UK monitoring group to classify cyber incidents on earthquake-like scale

A UK body backed by the cyber insurance industry is seeking to establish a framework to classify the severity of cyber incidents affecting UK organisations.

The Cyber Monitoring Centre (CMC) — an independent nonprofit organisation launched last week — aims to create a standardised scale for measuring the impact of cyber incidents from one (least severe) to five (most severe).

A wide range of data and analysis will be used to assess and categorise incidents against the framework, which measures severity based on the proportion of UK organisations affected and the overall financial impact.

Edward Lewis, CEO of cybersecurity consultancy CyXcel, told CSO that the focus of CMC is on the needs of insurance buyers, rather than the industry itself.

“The CMC evolved from market reactions to the Lloyd’s cyber war bulletin, which faced backlash for its conflation of systemic cyber risk with cyber war, as well the ambiguity and attribution challenges posed by the associated model clauses which followed it,” Lewis explained.

Insurance marketplace Lloyd’s of London put forward a policy requiring insurance group members to exclude liability for losses arising from state-backed cyberattacks from 2023. The measure, which was controversial even when it was introduced, remains contentious.

Lewis continued: “While large global companies with deep pockets may weather disputes over attribution and accept delays in cyber policy payouts, small and medium-sized businesses cannot afford such delays. These businesses need rapid support, particularly financial support, in a measure of days not the weeks, months, or even years that insurers, lawyers, and brokers could end up arguing about attribution and whether a loss is excluded from cover.”

Impact assessment

The CMC’s Technical Committee, chaired by former National Cyber Security Centre CEO Ciaran Martin, will access incidents that have a potential financial impact greater than £100 million and where there is data available to make an assessment.

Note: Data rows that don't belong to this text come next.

PR #602, opened 2024-10-26
Add support for internal-frontend

dcaputo-harmoni:
## What was changed
Adds support for internal-frontend which has been available since v1.20

## Why?
Because it is necessary for certain auth configurations to allow internal access, also addresses #560

### DIFF
--- a/charts/temporal/templates/admintools-deployment.yaml
+++ b/charts/temporal/templates/admintools-deployment.yaml
@@ -33,13 +33,13 @@ spec:
           env:
             # TEMPORAL_CLI_ADDRESS is deprecated, use TEMPORAL_ADDRESS instead
             - name: TEMPORAL_CLI_ADDRESS
-              {{- if .Values.server.internalFrontend.enabled }}
+              {{- if and (hasKey .Values.server "internalFrontend") .Values.server.internalFrontend.enabled }}
               value: {{ include "temporal.fullname" $ }}-internal-frontend:{{ .Values.server.internalFrontend.service.port }}
               {{- else }}
               value: {{ include "temporal.fullname" $ }}-frontend:{{ .Values.server.frontend.service.port }}
               {{- end }}
             - name: TEMPORAL_ADDRESS
-              {{- if .Values.server.internalFrontend.enabled }}
+              {{- if and (hasKey .Values.server "internalFrontend") .Values.server.internalFrontend.enabled }}
               value: {{ include "temporal.fullname" $ }}-internal-frontend:{{ .Values.server.internalFrontend.service.port }}
               {{- else }}
               value: {{ include "temporal.fullname" $ }}-frontend:{{ .Values.server.frontend.service.port }}
--- a/charts/temporal/templates/admintools-deployment.yaml
+++ b/charts/temporal/templates/admintools-deployment.yaml
@@ -33,14 +33,14 @@ spec:
           env:
             # TEMPORAL_CLI_ADDRESS is deprecated, use TEMPORAL_ADDRESS instead
             - name: TEMPORAL_CLI_ADDRESS
-              {{- if index $.Values.server "internal-frontend" "enabled" }}
-              value: {{ include "temporal.fullname" $ }}-internal-frontend:{{ index $.Values.server "internal-frontend" "service" "port" }}
+              {{- if .Values.server.internalFrontend.enabled }}
+              value: {{ include "temporal.fullname" $ }}-internal-frontend:{{ .Values.server.internalFrontend.service.port }}
               {{- else }}
               value: {{ include "temporal.fullname" $ }}-frontend:{{ .Values.server.frontend.service.port }}
               {{- end }}
             - name: TEMPORAL_ADDRESS
-              {{- if index $.Values.server "internal-frontend" "enabled" }}
-              value: {{ include "temporal.fullname" $ }}-internal-frontend:{{ index $.Values.server "internal-frontend" "service" "port" }}
+              {{- if .Values.server.internalFrontend.enabled }}
+              value: {{ include "temporal.fullname" $ }}-internal-frontend:{{ .Values.server.internalFrontend.service.port }}
               {{- else }}
               value: {{ include "temporal.fullname" $ }}-frontend:{{ .Values.server.frontend.service.port }}
               {{- end }}
--- a/charts/temporal/templates/admintools-deployment.yaml
+++ b/charts/temporal/templates/admintools-deployment.yaml
@@ -33,9 +33,17 @@ spec:
           env:
             # TEMPORAL_CLI_ADDRESS is deprecated, use TEMPORAL_ADDRESS instead
             - name: TEMPORAL_CLI_ADDRESS
+              {{- if index $.Values.server "internal-frontend" "enabled" }}
+              value: {{ include "temporal.fullname" $ }}-internal-frontend:{{ index $.Values.server "internal-frontend" "service" "port" }}
+              {{- else }}
               value: {{ include "temporal.fullname" $ }}-frontend:{{ .Values.server.frontend.service.port }}
+              {{- end }}
             - name: TEMPORAL_ADDRESS
+              {{- if index $.Values.server "internal-frontend" "enabled" }}
+              value: {{ include "temporal.fullname" $ }}-internal-frontend:{{ index $.Values.server "internal-frontend" "service" "port" }}
+              {{- else }}
               value: {{ include "temporal.fullname" $ }}-frontend:{{ .Values.server.frontend.service.port }}
+              {{- end }}
           {{- if .Values.admintools.additionalEnv }}
           {{- toYaml .Values.admintools.additionalEnv | nindent 12 }}
           {{- end }}
--- a/charts/temporal/templates/server-configmap.yaml
+++ b/charts/temporal/templates/server-configmap.yaml
@@ -119,12 +119,12 @@ data:
           membershipPort: {{ $server.frontend.service.membershipPort }}
           bindOnIP: "0.0.0.0"
 
-      {{- if index $.Values.server "internal-frontend" "enabled" }}
+      {{- if .Values.server.internalFrontend.enabled }}
       internal-frontend:
         rpc:
-          grpcPort: {{ index $server "internal-frontend" "service" "port" }}
-          httpPort: {{ index $server "internal-frontend" "service" "httpPort" }}
-          membershipPort: {{ index $server "internal-frontend" "service" "membershipPort" }}
+          grpcPort: {{ $server.internalFrontend.service.port }}
+          httpPort: {{ $server.internalFrontend.service.httpPort }}
+          membershipPort: {{ $server.internalFrontend.service.membershipPort }}
           bindOnIP: "0.0.0.0"
       {{- end }}
 
@@ -182,7 +182,7 @@ data:
       {{- toYaml . | nindent 6 }}
     {{- end }}
 
-    {{- if not (index $.Values.server "internal-frontend" "enabled") }}
+    {{- if not (.Values.server.internalFrontend.enabled) }}
     publicClient:
       hostPort: "{{ include "temporal.componentname" (list $ "frontend") }}:{{ $server.frontend.service.port }}"
     {{- end }}
--- a/charts/temporal/templates/server-configmap.yaml
+++ b/charts/temporal/templates/server-configmap.yaml
@@ -119,6 +119,15 @@ data:
           membershipPort: {{ $server.frontend.service.membershipPort }}
           bindOnIP: "0.0.0.0"
 
+      {{- if index $.Values.server "internal-frontend" "enabled" }}
+      internal-frontend:
+        rpc:
+          grpcPort: {{ index $server "internal-frontend" "service" "port" }}
+          httpPort: {{ index $server "internal-frontend" "service" "httpPort" }}
+          membershipPort: {{ index $server "internal-frontend" "service" "membershipPort" }}
+          bindOnIP: "0.0.0.0"
+      {{- end }}
+
       history:
         rpc:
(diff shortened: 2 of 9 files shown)


charts/temporal/values.yaml
```diff
@@ -242,6 +242,33 @@ server:
     containerSecurityContext: {}
     topologySpreadConstraints: []
     podDisruptionBudget: {}
+  internal-frontend:
```
adamko147, line 245: seems to me the helm chart is uses `camelCase` convention, would it ok if we renamed `internal-frontend` to `internalFrontend`? It would also makes the usage a bit easier, we could use `{{ if $.Values.server.internalFrontend.enabled }}` directly.

adamko147, line 245: also, to be backwards compatible, should we disable internal frontend by default?

dcaputo-harmoni: @adamko147 I had initially done this as `internalFrontend` but recall these identifiers are actually used to generate the kubernetes services and it doesn't allow uppercase letters - hence `internal-frontend` which corresponds to what the actual temporal feature is named.

dcaputo-harmoni: @adamko147 agreed, that was meant to be disabled by default, I'll make this update

adamko147: huh, thanks, did not realize that.

dleblanc:
This seems to contain all of the work (and more) that was done in https://github.com/temporalio/helm-charts/pull/571. I'm happy to close that one if we can get this over the line.

dcaputo-harmoni:
@adamko147 @dleblanc just pushed a commit to address disabling by default, let me know if there's anything else needed here

adamko147 (commented):
👍looks good to me. still needs 👀 from code owners...

charts/temporal/values.yaml
TheGeniesis: Just as a proposition: you can create a simple helper to use internalFrontend as a "yaml" part and internal-frontend in names when needed:

```
{{- define "serviceName" -}}
    {{- $service := index . 0 -}}
    {{- if eq $service "internalFrontend" }}
        {{- print "internal-frontend" }}
    {{- else }}
        {{- print $service }}
    {{- end }}
{{- end -}}
```

Usage:

```
{{ $service := include "serviceName" (list "frontend" "internalFrontend" "matching" "history" "worker") }}
```

charts/temporal/templates/admintools-deployment.yaml
```diff
@@ -33,9 +33,17 @@ spec:
           env:
             # TEMPORAL_CLI_ADDRESS is deprecated, use TEMPORAL_ADDRESS instead
             - name: TEMPORAL_CLI_ADDRESS
+              {{- if index $.Values.server "internal-frontend" "enabled" }}
```
TheGeniesis, line 36: @adamko147 Just a question about security:

If we use internal frontend here then everyone who has access to the admin-tools pod will be able to execute commands without any additional auth. 

Is this expected?

charts/temporal/templates/server-configmap.yaml
```diff
@@ -173,8 +182,10 @@ data:
       {{- toYaml . | nindent 6 }}
     {{- end }}
 
+    {{- if not (index $.Values.server "internal-frontend" "enabled") }}
```
TheGeniesis, line 185: Did you test it with authorization? 

When I was preparing similar changes I had to add condition to "authorization" + "publicClient" only for frontend. Otherwise internalFrontend will try to do auth and fail. Also, if we skip auth section for frontend then users will be able to access UI without permission.

I ended up with creating a loop to make separated configmap per service

```yaml
{{- range $originalService := (list "frontend" "internalFrontend" "history" "matching" "worker") }}
{{ $serviceValues := index $.Values.server $originalService }}
{{ $service := include "serviceName" (list $originalService) }}
...
      {{- if eq $service "frontend" }}
      {{- with $server.config.authorization }}
      authorization:
        {{- toYaml . | nindent 10 }}
      {{- end }}
      {{- end }}
...
      {{- if ne $service "frontend"}}
      internal-frontend:
        rpc:
            grpcPort: {{ $server.internalFrontend.service.port }}
            httpPort: {{ $server.internalFrontend.service.httpPort }}
            membershipPort: {{ $server.internalFrontend.service.membershipPort }}
            bindOnIP: "0.0.0.0"
      {{- end }}
```

TheGeniesis (commented):
Thx for the MR, I'm waiting for an official implementation of feature!

charts/temporal/templates/admintools-deployment.yaml
adamko147: well, that’s how we use it in our use case. Temporal is running in dedicated cluster/namespace and only frontend is exposed to outside world. access to the k8s cluster controlled via IAM, so unless you don’t have cluster access, you don’t have admin tools access.

dcaputo-harmoni: @adamko147 what you described matches our use case as well

charts/temporal/templates/server-configmap.yaml
dcaputo-harmoni: @TheGeniesis We have tested it with authorization on frontend (in our case using OIDC) which is working, but I haven't specifically tested auth for internal-frontend.  I was under the impression (possibly mistakenly?) that the purpose of internal-frontend was to bypass authorization for internal access, but perhaps there's a middle ground where it has a different level of auth configured.  If you have insights or ideas here would appreciate any contributions to this PR as it's a bit outside of my wheelhouse.

adamko147: @TheGeniesis I don't think you're mistaken about the internal frontend purpose. It was introduces at https://github.com/temporalio/temporal/pull/3706 

> The server worker needs to make connections to the frontend with effective "admin" access (to all namespaces). With pluggable claim mappers and authorizers, we can't control the logic in them, and requiring all users to set up mTLS with special claims is a large burden. Adding internal frontends as an alternative is easier and more reliable.

In our use case we have https://docs.temporal.io/self-hosted-guide/security#plugins custom authorizer/claim mapper for JWT tokens issued by our IDP and there is no way how other temporal component could get/refresh the token, so internal-frontend solves exactly this case

dleblanc: I've successfully tested this PR with authorization enabled. Currently we're enabling auth using the built-in authorizer and claim plugins, and it's working without issue.

I haven't leveraged the features that were failing when we didn't have the internal worker enabled (eg: scheduled jobs), but the system did come up without the errors and seemed to be working properly.

I agree with @adamko147 about the internal frontend's purpose.

tomwheeler: I've been trying to find time in between meetings to test this, so I appreciate that confirmation, @dleblanc.

charts/temporal/templates/admintools-deployment.yaml
TheGeniesis: My internal "deny all" rule is screaming that it will be a problem for some people who has stricter polices related to this topic. But if code owners are ok with that then I'm ok too.

charts/temporal/templates/server-configmap.yaml
TheGeniesis: Maybe I wasn't clear enough.

**About definitions**
As you mentioned - internal-frontend shouldn't have any authorization and should by used by internal pods (like worker).

Frontend should have authorization and should be used by users (direct calls/web).

**My auth scenario**
I use Azure EntraID to manage accesses with default Temporal Authorizer + mapper.

The EntraID was configured by following a [medium article](https://phongthaicao.medium.com/temporal-authentication-and-authorization-using-azure-ad-f940646b61e0). The only difference is in system namespace which in the newer version is `temporal-system` instead of `system`.

**The problem which I faced**
During tests services were failing, because internal-frontend had "authorization" part in the config. I had to disable it for the internal-frontend, so it stopped trying to do auth for internal services.

The Frontend needs the "authorization" part and publicClient (since it's public).

**This MR**
The current config uses the same configmap for "frontend" and "internal-frontend". So, it's not possible to have different setup for both (internal without authorization, frontend without internal-frontend).

**How I solved the issue in my repo**
I have separated configmaps for frontend and internal-frontend with enabled/disabled options described above


I see it's working for you. There might be one more factor which I'm not aware of and it was the reason why it didn't fully work for me. Unfortunately, I'm behind my working schedule and I don't have time to test deployments again with this MR, to confirm that I'm able to reproduce the same problem again :/

charts/temporal/values.yaml
```diff
@@ -242,6 +242,35 @@ server:
...
+    # Enable this to create internal-frontend
+    enabled: false
+    service:
+      # Evaluated as template
+      annotations: {}
+      type: ClusterIP
+      port: 7233
+      membershipPort: 6933
+      httpPort: 7243
```
stephen-harris, line 254: Should these ports be 6936 and 7236 by default to match https://github.com/temporalio/temporal/blob/main/docker/config_template.yaml#L283-L284

tomwheeler: Ports 6936 and 7236 also matches the suggestion in [the release notes for version 1.20](https://github.com/temporalio/temporal/releases/tag/v1.20.0) (which introduced the internal-frontend).

dcaputo-harmoni:
Just trying to understand what needs to be done to get this merged. One comment referenced changing port numbers (which is a quick fix) but seems that's all that's outstanding?  Could one of the code owners confirm?

tomwheeler:
> Just trying to understand what needs to be done to get this merged. One comment referenced changing port numbers (which is a quick fix) but seems that's all that's outstanding? Could one of the code owners confirm?

@dcaputo-harmoni, I sincerely apologize for the delay here. Testing this is a manual process, and between meetings and other projects, I haven't had a contiguous block of time to see that all the way through yet. I will do that this week. 

There are two changes I would like to see:

1. The port numbers used here deviate from those mentioned in the 1.20 release notes and used in our docker-compose template. I'd prefer if this PR could be updated to use those port numbers.
2. It would be great if you could follow [the suggestion from @TheGeniesis|https://github.com/temporalio/helm-charts/pull/602#discussion_r1820513667] so that it would follow the camel-case convention (`internalFrontend`) in our Helm Chart but use the hyphenated form for the service in Kubernetes itself.

tomwheeler (changes requested):
I finished setting this up and reviewing the code this weekend. 

As mentioned earlier, there are two changes I would like to see:

1. The port numbers used for the internal-frontend in this PR are different from those mentioned in the 1.20 release notes and used in our docker-compose template. I'd prefer if this PR could be updated to use those port numbers.
2. For consistency with other parts of the Helm Chart, the user-facing code should use camel case (i.e., `internalFrontend`), while still using the hyphenated form (i.e., `internal-frontend`) for the output. The approach described [here](https://github.com/temporalio/helm-charts/pull/602#discussion_r1820513667) should work for this.

Thank you for your contribution and I apologize for the delay in my review. I should be able to merge this in within a day of seeing the requested changes.

dcaputo-harmoni:
@tomwheeler Just committed the requested changes, take a look and let me know if we are good to go here - thanks!  And when you get a chance would also appreciate it if you could review the [other PR](https://github.com/temporalio/helm-charts/pull/601) I have open relating to including username in the persistence secrets for enhanced security.

tomwheeler:
> Just committed the requested changes, take a look and let me know if we are good to go here
@dcaputo-harmoni I tried it this morning, but encountered an error `parse error at (temporal/templates/server-service.yaml:36): unexpected {{end}}`. I have a long series of meetings starting soon, and likely won't have time to dig into it until this evening, but wanted to mention it now in case you forgot to push a commit or something.

dcaputo-harmoni:
@tomwheeler my bad I have some additional code here that didn't get committed - will do shortly.

dcaputo-harmoni:
@tomwheeler Just committed the additional changes, and also added some checks to make it backwards compatible for anyone with a values file that doesn't have internalFrontend

tomwheeler (approved):
Approved. Thanks again for the contribution, @dcaputo-harmoni!

I'll review your other PR by Monday at the latest, likely sooner.

alexku7:
Looks like the https://github.com/temporalio/helm-charts/pull/602 didn't resolve the issue completely

If I enable the JWT auth in the helm chart, it's applied on the frontend and on the internal-fronted as well :(

dcaputo-harmoni:
@alexku7 Thanks for flagging this.  Saw you submitted #618, just want to confirm if that has addressed the issue.

alexku7:
> @alexku7 Thanks for flagging this.  Saw you submitted #618, just want to confirm if that has addressed the issue.

Not exactly 
The fix has addressed another minor issue with the internal frontend service.

Unfortunately in order to support different auth schemes for the frontend and for the internal frontend requires much more complex work:(
Looks like we need to separate the configMaps.

I don't see any other choice to support an ability to have an internal frontend with mtls auth while the external frontend supports the jwt only ( without the mtls) or vice versa

dcaputo-harmoni:
@alexku7 got it, my understanding was that internal-frontend was intended to have no auth, but if you wanted it to support a separate / different auth method, that could be added with some additional complexity as you noted.  It's working as-is for our application, but perhaps there will be others in the community with interest to help develop this.

alexku7:
> @alexku7 got it, my understanding was that internal-frontend was intended to have no auth, but if you wanted it to support a separate / different auth method, that could be added with some additional complexity as you noted.  It's working as-is for our application, but perhaps there will be others in the community with interest to help develop this.

I think, the best solution should allow the flexibility to set different set of authentication schemes.
If somebody wants to remove the auth completely on the internal frontend he should be able to doit but he also should be able to set a different auth scheme.

In my experience, usually we use the mtls for intra pod (including the frontend) and the jwt tokens for external frontend clients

Looking back at past events, the 2017 NotPetya attack would have made grade five (not least because of its sever impact on multiple industries) while the 2023 Moveit breach would only have made a category one because of its minimal impact on UK industries. Last year’s CrowdStrike meltdown would have qualified as a category three event.

More details of the CMC’s methodology can be found here. Classification results and detailed reports will be provided free of charge within a month of an incident.

By providing a consistent and objective framework for assessing cyber incidents — loosely comparable to the Richter scale for earthquakes or the Saffir-Simpson hurricane wind scale — the CMC wants to bring greater clarity to the understanding often complex cyber events.

Risk management

The CMC hopes this increased understanding will spur the development of improved incident response planning. Experts quizzed by CSO on CMC welcomed its launch.

Ivan Milenkovich, vice president of cyber risk technology in EMEA at Qualys, said data from the CMC has the potential to allow IT security professionals to make better risk assessments — but only providing it is used correctly.

“By introducing a standardised cyber event categorisation system, the CMC is addressing a critical gap: the lack of consistent, large-scale data to support cyber risk quantification (CRQ),” Milenkovich said. “This means security teams will finally have access to reliable, aggregated information that can inform risk assessments, threat modelling, and decision-making.”

By introducing standardised cyber event categorisation, the CMC is laying the foundation for a more structured and measurable approach to cyber risk. However cyber risk professionals will still need to integrate the CMC’s risk assessments with their own internal data to factor in their organisation’s specific industry, infrastructure, and threat profile, according to Milenkovich.

“For many dealing with cyber risk and with cyber insurance and risk operations background and knowledge, this initiative could help bridge the gap between qualitative and quantitative risk management, making it easier to justify security investments with data-backed reasoning,” Milenkovich concluded. “However, success will depend on how well organisations leverage this information alongside their own internal risk frameworks.”

Other experts agreed that establishing a consistent standard to measure the severity of cyber incidents will bring clarity to what can be a complex process.

“Organisations will hopefully be enabled to provide a standardised method for assessing incidents, identifying patterns and vulnerabilities across their cyber landscape,” said Martin Greenfield, CEO of cyber monitoring firm Quod Orbis. “This not only improves real-time incident response but also strengthens proactive threat hunting and long-term resilience planning.”

Dr. Ilia Kolochenko, CEO at application security testing vendor ImmuniWeb and a fellow at the British Computer Society (BCS), described the CMC as a “very promising and long-awaited project” while urging caution about publicly sharing some of the cyber intelligence because it might inadvertently assist attackers.

“A growing number of state-backed hacking groups and professional cyber mercenaries are actively exploiting data from similar resources run by other governments and NGOs,” according to Kolochenko. “The bad guys happily explore and discover what their victims know about them to both better conceal their future intrusions and create novel attack vectors that are not yet on the radar.”